Their rental was on Ocean Trail, a Cape Cod with life-sized mermaid yard ornaments on either side of the driveway. The mark he looked for was a yellow house on stilts, which he thought he should’ve seen by now. That was where he was to turn. He’d committed the yellow house to mind because it had an upper deck, the rail of which was lined with empty beer bottles. He remembered it because, what if a gust of wind came along? Glass everywhere.
The yellow house and beer bottles hadn’t materialized, and the road no longer looked in any way familiar. Everything shimmered and blurred, painted bloody by the setting sun. Harry’s legs were sending him the alarm they sometimes did when he hadn’t eaten in a while: low blood sugar. He was about to turn back when he saw the sign for Currituck Banks Reserve, the place where wild horses roamed. Now he knew he’d gotten off track somewhere.
He rubbed at his eyes, trying to quell the double vision, another sign he needed to eat. He winced and blinked at the sand he inadvertently put there. With sand in his eyes, it was impossible to read the street signs. The more they watered, the more he rubbed sand into them.

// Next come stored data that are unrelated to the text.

PR #131, opened 2021-03-05
Use serialization logic more widely

nbren12:
This PR modifies the serialization APIs and expands their usage.

The APIs are changed to work with file-like objects rather than paths, and use the canonical names `dump/load` commonly used in e.g. pickle, yaml, json, etc. Using file like objects is preferred to paths, since it should be possible to test a serialization code without writing to disk. The new implementation allows users to use any file-like object they like, not just the ones provided by fsspec.

Other changes:

- Simplified the serialization tests by making the `DiagTable` a dataclass (with the validation logic in a `__post_init__` method). 
- Removed as many `import yaml`s as possible from the docs and the codebase.
- Moved the `c12_config.yml` file into a python dictionary. This avoids a chicken-or-egg problem with loading the test configurations from a yaml, only to test loading them from a yaml later on. Put another way, this allows us to avoid calling serialization logic to test units that don't require serialization. It also allows removing path logic from the test files.
- Requires `toolz`. This libraries has routines to avoid making in place updates to dicts.


tests/test_serialization.py
```diff
@@ -0,0 +1,39 @@
...
+    f = io.StringIO()
+    config = assoc(c12_config, "diag_table", diag_table)
+    fv3config.dump(config, f)
+    f.seek(0)
+    loaded = fv3config.load(f)
+
+    if isinstance(config["diag_table"], fv3config.DiagTable):
+        assert config == loaded
+    else:
+        assert dissoc(config, "diag_table") == dissoc(loaded, "diag_table")
```
oliverwm1, line 39:
```suggestion
    assert config == loaded
```
not sure why we need to remove the `diag_table` if it's not a `fv3config.DiagTable` object. I checked and the test passes with this change.

tests/test_serialization.py
```diff
@@ -0,0 +1,39 @@
+import fv3config
+import io
+import datetime
+import pytest
+from toolz import assoc, dissoc
```
oliverwm1, line 5: would prefer to not add this dep.

oliverwm1 (changes requested):
Generally looks great, these methods will be very useful! Some small changes requested.

I would prefer we not add `toolz` as a dependency just for a single usage in one test... this library has a precedent of manually calling `deepcopy` when necessary, can we just do that for this case too?

nbren12:
Can we leave the toolz dependency? It's lightweight, stable, and used by many libraries. I can refactor some usages of deepcopy in the fv3config if it helps.

 I agree deepcopy can accomplish the same thing, but assoc and dissoc are valuable tools for a library that depends so heavily on dicts. Using deepcopy doesn't do enough IMO to discourage mutating dictionaries in place and is less convenient.
I think the tests nicely demonstrate the advantages of dissoc and assoc:
```
assert dissoc(config, "diag_table") == dissoc(loaded, "diag_table")
```
vs
```
left = copy.deepcopy(config)
right = copy.deepcopy(loaded)

del left['diag_table']
del right['diag_table']

assert left == right
```
It is much easier to make a bug for the latter block of code.

tests/test_serialization.py
nbren12: https://github.com/VulcanClimateModeling/fv3config/pull/131#issuecomment-791649574

docs/usage.rst
```diff
@@ -182,9 +182,8 @@ Then a ``DiagTable`` object can be initialized as:
 .. code-block:: python
 
     >>> import fv3config
-    >>> import yaml
     >>> with open("sample_diag_table.yaml") as f:
-            diag_table_dict = yaml.safe_load(f)
+            diag_table_dict = fv3config.load(f)
```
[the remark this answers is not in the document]
nbren12: Thanks for catching this. It would be nice to actually run the code in these examples.  I noticed another place where they contain bugs.

fv3config/config/_serialization.py
```diff
@@ -0,0 +1,28 @@
...
+
+    Args:
+        config: an fv3config object
+        f: the file like object to write to
+
+    """
+    config_copy = deepcopy(config)
+    if isinstance(config["diag_table"], DiagTable):
+        config_copy["diag_table"] = config["diag_table"].asdict()
+    yaml.dump(config_copy, f)
```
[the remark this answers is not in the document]
nbren12: Can you clarify your suggestion? Your code suggestion makes sense to me, but I don't see how the comment relates.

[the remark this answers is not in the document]
nbren12: I guess safe_dump will fail if it encounters an exotic python object?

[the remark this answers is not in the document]
oliverwm1: > I guess safe_dump will fail if it encounters an exotic python object?

that's correct

tests/test_serialization.py
nbren12: Good catch. I think this was cruft from an earlier stage in the PR when I didn't understand why the tests were actually failing.

tests/test_serialization.py
nbren12: removed

docs/usage.rst
```diff
@@ -229,7 +229,7 @@ String representations of the ``diag_table`` (i.e. those expected by the Fortran
 with the :py:meth:`fv3config.DiagTable.from_str` method.
 
 If serializing an ``fv3config`` configuration object to yaml it is recommended to use
-:py:meth:`fv3config.config_to_yaml`. This method will convert any ``DiagTable`` instances to
+:py:meth:`fv3config.load`. This method will convert any ``DiagTable`` instances to
```
oliverwm1, line 232:
```suggestion
:py:meth:`fv3config.dump`. This method will convert any ``DiagTable`` instances to
```

oliverwm1 (approved):
Approving, but found one more issue in the docs.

He’d wiped his hands on his towel, but it did no good. His bottom eyelids practically sagged with sand. Every blink was agony.
What was going on here? He felt like Norman on On Golden Pond.

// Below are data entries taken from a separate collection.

PR #135, opened 2021-03-30
Ignore orography if empty list

ofuhrer:
This PR ignores orography, in case the user specifies an empty list. There's probably a better way to do this, so I am a taker for alternatives.

### DIFF
--- a/fv3config/_asset_list.py
+++ b/fv3config/_asset_list.py
@@ -38,12 +38,13 @@ def ensure_is_list(asset):
 
 def get_orographic_forcing_asset_list(config):
     """Return asset_list for orographic forcing"""
-    source_directory = get_orographic_forcing_directory(config)
-    if not len(source_directory):
-        return []
-    return asset_list_from_path(
-        source_directory, target_location="INPUT", copy_method="link"
-    )
+    if is_dict_or_list(config["orographic_forcing"]):
+        return ensure_is_list(config["orographic_forcing"])
+    else:
+        source_directory = get_orographic_forcing_directory(config)
+        return asset_list_from_path(
+            source_directory, target_location="INPUT", copy_method="link"
+        )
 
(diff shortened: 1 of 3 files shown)


fv3config/_asset_list.py
```diff
@@ -39,6 +39,8 @@ def ensure_is_list(asset):
 def get_orographic_forcing_asset_list(config):
     """Return asset_list for orographic forcing"""
     source_directory = get_orographic_forcing_directory(config)
+    if not len(source_directory):
+        return []
```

A car horn blared, and Harry felt an unnerving whoosh against his towel. In his semi-blindness, he’d almost stepped in front of a car. Almost bought the farm. He wished he hadn’t left his phone behind, but he’d worried it would get sand in it. Ugh. What could he do but keep going and hope he found the yellow house? The sun had gone completely down, and his family would be worried. Good. Maybe they’d come looking.
A strange tickling in his swim trunks made him shake out his leg. Some sand and a coquina clam fell out. More prickles, a sting, and Harry smacked his damp swim trunks. Bad idea. The smack pissed off whatever critter was inside there and it—no they, THEY let him know. He’d touched off some kind of coordinated stinging attack. Had he sat on an ant hill? It didn’t matter. Nothing mattered. Walking was impossible. Everything was impossible. OH BUT THE PAIN. Harry stood at the corner of lost and desolate and jumped up and down, hoping to dislodge the horrible, biting, burning, stinging things from his most vulnerable spot.
He could take no more.
He jumped out of his swimsuit and waved it like a white flag.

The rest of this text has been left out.